(Collected data entries)
____

PR #803, opened 2024-09-27
Add rule identifiers

### LINKED ISSUE #772: Add error identifiers to phpstan-drupal rules.
# Feature request

_Apologies if this was already an opened issue. I tried searching first, but I'm not 100% confident I didn't miss something._

It appears that in PHPStan rules have now been given error identifiers in [v1.11](https://github.com/phpstan/phpstan/releases/tag/1.11.0). This provides users a way to ignore a specific rule if they want to based on the identifier.

The Drupal rules, however, do not output an identifier, and therefore cannot be ignored in the same manner as the parent project.

mglaman:
fixes #772


mglaman:
Fixed in https://github.com/mglaman/phpstan-drupal/pull/805

PR #805, opened 2024-11-11
Update phpstan/phpstan related dependencies to ^2.0"

Boegie:
Naive first stab

### DIFF
--- a/src/Rules/Classes/PluginManagerInspectionRule.php
+++ b/src/Rules/Classes/PluginManagerInspectionRule.php
@@ -123,7 +123,7 @@ class PluginManagerInspectionRule implements Rule
 
         if ($constructor->getDeclaringClass()->getName() !== $fqn) {
             $errors[] = RuleErrorBuilder::message(
-                $errors[] = sprintf('%s must override __construct if using YAML plugins.', $fqn)
+                sprintf('%s must override __construct if using YAML plugins.', $fqn)
             )
                 ->identifier('pluginManagerInspection.callAlterInfo')
                 ->build();
--- a/src/Rules/Classes/PluginManagerInspectionRule.php
+++ b/src/Rules/Classes/PluginManagerInspectionRule.php
@@ -8,11 +8,9 @@ use PhpParser\Node;
 use PhpParser\NodeFinder;
 use PHPStan\Analyser\Scope;
 use PHPStan\Reflection\ReflectionProvider;
-use PHPStan\Rules\IdentifierRuleError;
 use PHPStan\Rules\Rule;
 use PHPStan\Rules\RuleErrorBuilder;
 use PHPStan\Type\ObjectType;
-use function sprintf;
 
 /**
  * @implements \PHPStan\Rules\Rule<\PhpParser\Node\Stmt\Class_>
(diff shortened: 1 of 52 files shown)


mglaman:
I'll probably want to open a 2.x branch as well. Thanks for trying at this.

Boegie:
No worries, I'll chip away at this for an hour 2 from now.

Boegie:
Ok, so this was more of a grind than actually Big Brain stuff.

I would recommend:

- Going over the identifiers that were (forcefully) added. There  are a lot of them and they might not be consistent.
- The changes in `.github/workflows/php.yml` can be reverted when drupal core includes `phpstan/phpstan:^2.0`
- Replacing all `@phpstan-ignore next-line` nuke-em-all lines with the more targeted `@phpstan-ignore [identifier]` in a separate MR. I found some "hidden sins" whilst creating this MR.

src/Rules/Classes/PluginManagerInspectionRule.php
```diff
@@ -78,9 +78,9 @@ public function processNode(Node $node, Scope $scope): array
             $errors[] = RuleErrorBuilder::message(
                 'Plugin managers should call alterInfo to allow plugin definitions to be altered.'
             )
-                ->identifier('plugin.manager.alterInfoMissing')
                 ->tip('For example, to invoke hook_mymodule_data_alter() call alterInfo with "mymodule_data".')
                 ->line($node->getStartLine())
+                ->identifier('pluginManagerInspection.alterInfoMissing')
                 ->build();
```
mglaman, line 84: I didn't review the commit log, but I'm guessing something about the format of the error identifier made PHPStan mad?

src/Rules/Drupal/GlobalDrupalDependencyInjectionRule.php
```diff
@@ -71,8 +72,9 @@ public function processNode(Node $node, Scope $scope): array
             return [];
         }
 
-        return [
-            '\Drupal calls should be avoided in classes, use dependency injection instead'
-        ];
+        return
+            [RuleErrorBuilder::message('\Drupal calls should be avoided in classes, use dependency injection instead')
+             ->identifier('globalDrupalDependencyInjectio.useDependencyInjection')
```
mglaman, line 77:
```suggestion
             ->identifier('globalDrupalDependencyInjection.useDependencyInjection')
```

mglaman (commented):
oh, did rule identifiers become required, essentially fixing https://github.com/mglaman/phpstan-drupal/pull/803 😱 I wish I could have landed that sooner to reduce this effort. I appreciate it. I literally fell asleep at my laptop 2 times while working on that.

mglaman:
> A new branch might be a nice clean cut-off point to drop D9 support?

We can say 2.x drops Drupal 9 support, as a follow up to his PR.

src/Rules/Classes/PluginManagerInspectionRule.php
Boegie: Nope, this is a rare occasion where there was actually an identifier and I completely overlooked it.

Not too sure what to do now...

Do we want double-full-stop identifiers? 

If we do I'll have to change the other identifiers in this class to the same prefix.

Help! :)

Boegie:
> I appreciate it. I literally fell asleep at my laptop 2 times while working on that.

I couldn't handle in batches longer than one hour, extremely grindy stuff

src/Rules/Classes/PluginManagerInspectionRule.php
mglaman: I'm fine taking your changes, I was just curious

mglaman:
Thanks for this!!

PR #807, opened 2024-11-15
Drop d9

### LINKED ISSUE #760: Stop testing PHP 7.4, 8.0 and Drupal 9
Managing this project would be much easier if PHP 7.4 and PHP 8.0 were dropped. This would also stop Drupal 9 testing; or a Drupal 9 job could be created with PHP 8.1.

webflo/drupal-finder was raised to PHP 8.1 in its 1.3 release. I'm afraid it'll get more complicated with D11, PHPUnit 10/11.

Proposal: 

- bump minimum PHP version to PHP 8.1
- drop testing D9
- drop lower versions of Drush, etc, which allowed D9 testing

this would trigger the 1.3.0 release

Boegie:
Closes #760


Boegie:
Do we wanna keep  `\mglaman\PHPStanDrupal\Rules\Deprecations\GetDeprecatedServiceRule` ? It's without tests now.

Boegie:
Also, does CircleCI work with anything else but D9? Looking at `.circleci/config.yml` I would say not?

If that's indeed the case, should we drop it entirely?

mglaman:
We can kill CircleCI, it's a left over

rules.neon
```diff
@@ -2,8 +2,6 @@ rules:
 	- mglaman\PHPStanDrupal\Rules\Drupal\Coder\DiscouragedFunctionsRule
 	- mglaman\PHPStanDrupal\Rules\Drupal\GlobalDrupalDependencyInjectionRule
 	- mglaman\PHPStanDrupal\Rules\Drupal\PluginManager\PluginManagerSetsCacheBackendRule
-	- mglaman\PHPStanDrupal\Rules\Deprecations\AccessDeprecatedConstant
```
mglaman, line 5: Do we need this rule in case future constants are deprecated? Or does PHP now support reading comments from constants... I think it does, so this rule isn't needed. Worth double checking.

mglaman (commented):
one thing I want to check

rules.neon
mglaman: Yeah it's been out for a while https://x.com/markusstaab/status/1765984217937154473

PR #817, opened 2025-01-15
Add support for shorthand service definition syntax

### LINKED ISSUE #816: Add support for shorthand service definition syntax
# Bug report

PHPStan with level 7 can't detect a combination of two services declared as FQNs, where one service references an interface that is used as an alias for another FQN service.

```yaml
services:
  _defaults:
    autowire: true

  Drupal\foo\Foo: {}
  Drupal\foo\FooInterface: '@Drupal\foo\Foo'
```

With a combination of `\Drupal\Core\DependencyInjection\ContainerInjectionInterface` it reports an error:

____

» Assignment:
A verbatim repeat of all the entries above is the required answer.

» Answer below:
PR #803, opened 2024-09-27
Add rule identifiers

### LINKED ISSUE #772: Add error identifiers to phpstan-drupal rules.
# Feature request

_Apologies if this was already an opened issue. I tried searching first, but I'm not 100% confident I didn't miss something._

It appears that in PHPStan rules have now been given error identifiers in [v1.11](https://github.com/phpstan/phpstan/releases/tag/1.11.0). This provides users a way to ignore a specific rule if they want to based on the identifier.

The Drupal rules, however, do not output an identifier, and therefore cannot be ignored in the same manner as the parent project.

mglaman:
fixes #772


mglaman:
Fixed in https://github.com/mglaman/phpstan-drupal/pull/805

PR #805, opened 2024-11-11
Update phpstan/phpstan related dependencies to ^2.0"

Boegie:
Naive first stab

### DIFF
--- a/src/Rules/Classes/PluginManagerInspectionRule.php
+++ b/src/Rules/Classes/PluginManagerInspectionRule.php
@@ -123,7 +123,7 @@ class PluginManagerInspectionRule implements Rule
 
         if ($constructor->getDeclaringClass()->getName() !== $fqn) {
             $errors[] = RuleErrorBuilder::message(
-                $errors[] = sprintf('%s must override __construct if using YAML plugins.', $fqn)
+                sprintf('%s must override __construct if using YAML plugins.', $fqn)
             )
                 ->identifier('pluginManagerInspection.callAlterInfo')
                 ->build();
--- a/src/Rules/Classes/PluginManagerInspectionRule.php
+++ b/src/Rules/Classes/PluginManagerInspectionRule.php
@@ -8,11 +8,9 @@ use PhpParser\Node;
 use PhpParser\NodeFinder;
 use PHPStan\Analyser\Scope;
 use PHPStan\Reflection\ReflectionProvider;
-use PHPStan\Rules\IdentifierRuleError;
 use PHPStan\Rules\Rule;
 use PHPStan\Rules\RuleErrorBuilder;
 use PHPStan\Type\ObjectType;
-use function sprintf;
 
 /**
  * @implements \PHPStan\Rules\Rule<\PhpParser\Node\Stmt\Class_>
(diff shortened: 1 of 52 files shown)


mglaman:
I'll probably want to open a 2.x branch as well. Thanks for trying at this.

Boegie:
No worries, I'll chip away at this for an hour 2 from now.

Boegie:
Ok, so this was more of a grind than actually Big Brain stuff.

I would recommend:

- Going over the identifiers that were (forcefully) added. There  are a lot of them and they might not be consistent.
- The changes in `.github/workflows/php.yml` can be reverted when drupal core includes `phpstan/phpstan:^2.0`
- Replacing all `@phpstan-ignore next-line` nuke-em-all lines with the more targeted `@phpstan-ignore [identifier]` in a separate MR. I found some "hidden sins" whilst creating this MR.

src/Rules/Classes/PluginManagerInspectionRule.php
```diff
@@ -78,9 +78,9 @@ public function processNode(Node $node, Scope $scope): array
             $errors[] = RuleErrorBuilder::message(
                 'Plugin managers should call alterInfo to allow plugin definitions to be altered.'
             )
-                ->identifier('plugin.manager.alterInfoMissing')
                 ->tip('For example, to invoke hook_mymodule_data_alter() call alterInfo with "mymodule_data".')
                 ->line($node->getStartLine())
+                ->identifier('pluginManagerInspection.alterInfoMissing')
                 ->build();
```
mglaman, line 84: I didn't review the commit log, but I'm guessing something about the format of the error identifier made PHPStan mad?

src/Rules/Drupal/GlobalDrupalDependencyInjectionRule.php
```diff
@@ -71,8 +72,9 @@ public function processNode(Node $node, Scope $scope): array
             return [];
         }
 
-        return [
-            '\Drupal calls should be avoided in classes, use dependency injection instead'
-        ];
+        return
+            [RuleErrorBuilder::message('\Drupal calls should be avoided in classes, use dependency injection instead')
+             ->identifier('globalDrupalDependencyInjectio.useDependencyInjection')
```
mglaman, line 77:
```suggestion
             ->identifier('globalDrupalDependencyInjection.useDependencyInjection')
```

mglaman (commented):
oh, did rule identifiers become required, essentially fixing https://github.com/mglaman/phpstan-drupal/pull/803 😱 I wish I could have landed that sooner to reduce this effort. I appreciate it. I literally fell asleep at my laptop 2 times while working on that.

mglaman:
> A new branch might be a nice clean cut-off point to drop D9 support?

We can say 2.x drops Drupal 9 support, as a follow up to his PR.

src/Rules/Classes/PluginManagerInspectionRule.php
Boegie: Nope, this is a rare occasion where there was actually an identifier and I completely overlooked it.

Not too sure what to do now...

Do we want double-full-stop identifiers? 

If we do I'll have to change the other identifiers in this class to the same prefix.

Help! :)

Boegie:
> I appreciate it. I literally fell asleep at my laptop 2 times while working on that.

I couldn't handle in batches longer than one hour, extremely grindy stuff

src/Rules/Classes/PluginManagerInspectionRule.php
mglaman: I'm fine taking your changes, I was just curious

mglaman:
Thanks for this!!

PR #807, opened 2024-11-15
Drop d9

### LINKED ISSUE #760: Stop testing PHP 7.4, 8.0 and Drupal 9
Managing this project would be much easier if PHP 7.4 and PHP 8.0 were dropped. This would also stop Drupal 9 testing; or a Drupal 9 job could be created with PHP 8.1.

webflo/drupal-finder was raised to PHP 8.1 in its 1.3 release. I'm afraid it'll get more complicated with D11, PHPUnit 10/11.

Proposal: 

- bump minimum PHP version to PHP 8.1
- drop testing D9
- drop lower versions of Drush, etc, which allowed D9 testing

this would trigger the 1.3.0 release

Boegie:
Closes #760


Boegie:
Do we wanna keep  `\mglaman\PHPStanDrupal\Rules\Deprecations\GetDeprecatedServiceRule` ? It's without tests now.

Boegie:
Also, does CircleCI work with anything else but D9? Looking at `.circleci/config.yml` I would say not?

If that's indeed the case, should we drop it entirely?

mglaman:
We can kill CircleCI, it's a left over

rules.neon
```diff
@@ -2,8 +2,6 @@ rules:
 	- mglaman\PHPStanDrupal\Rules\Drupal\Coder\DiscouragedFunctionsRule
 	- mglaman\PHPStanDrupal\Rules\Drupal\GlobalDrupalDependencyInjectionRule
 	- mglaman\PHPStanDrupal\Rules\Drupal\PluginManager\PluginManagerSetsCacheBackendRule
-	- mglaman\PHPStanDrupal\Rules\Deprecations\AccessDeprecatedConstant
```
mglaman, line 5: Do we need this rule in case future constants are deprecated? Or does PHP now support reading comments from constants... I think it does, so this rule isn't needed. Worth double checking.

mglaman (commented):
one thing I want to check

rules.neon
mglaman: Yeah it's been out for a while https://x.com/markusstaab/status/1765984217937154473

PR #817, opened 2025-01-15
Add support for shorthand service definition syntax

### LINKED ISSUE #816: Add support for shorthand service definition syntax
# Bug report

PHPStan with level 7 can't detect a combination of two services declared as FQNs, where one service references an interface that is used as an alias for another FQN service.

```yaml
services:
  _defaults:
    autowire: true

  Drupal\foo\Foo: {}
  Drupal\foo\FooInterface: '@Drupal\foo\Foo'
```

With a combination of `\Drupal\Core\DependencyInjection\ContainerInjectionInterface` it reports an error:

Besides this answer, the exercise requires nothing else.